PR #1451, opened 2023-11-16
feat: make sure emails are lowercase and valid

### LINKED ISSUE #1450: User invite with capitals in email would cause an infinite loop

(ACTIVITY) Take the material above and set it down again exactly.

(COMPLETED EXERCISE)
PR #1451, opened 2023-11-16
feat: make sure emails are lowercase and valid

### LINKED ISSUE #1450: User invite with capitals in email would cause an infinite loop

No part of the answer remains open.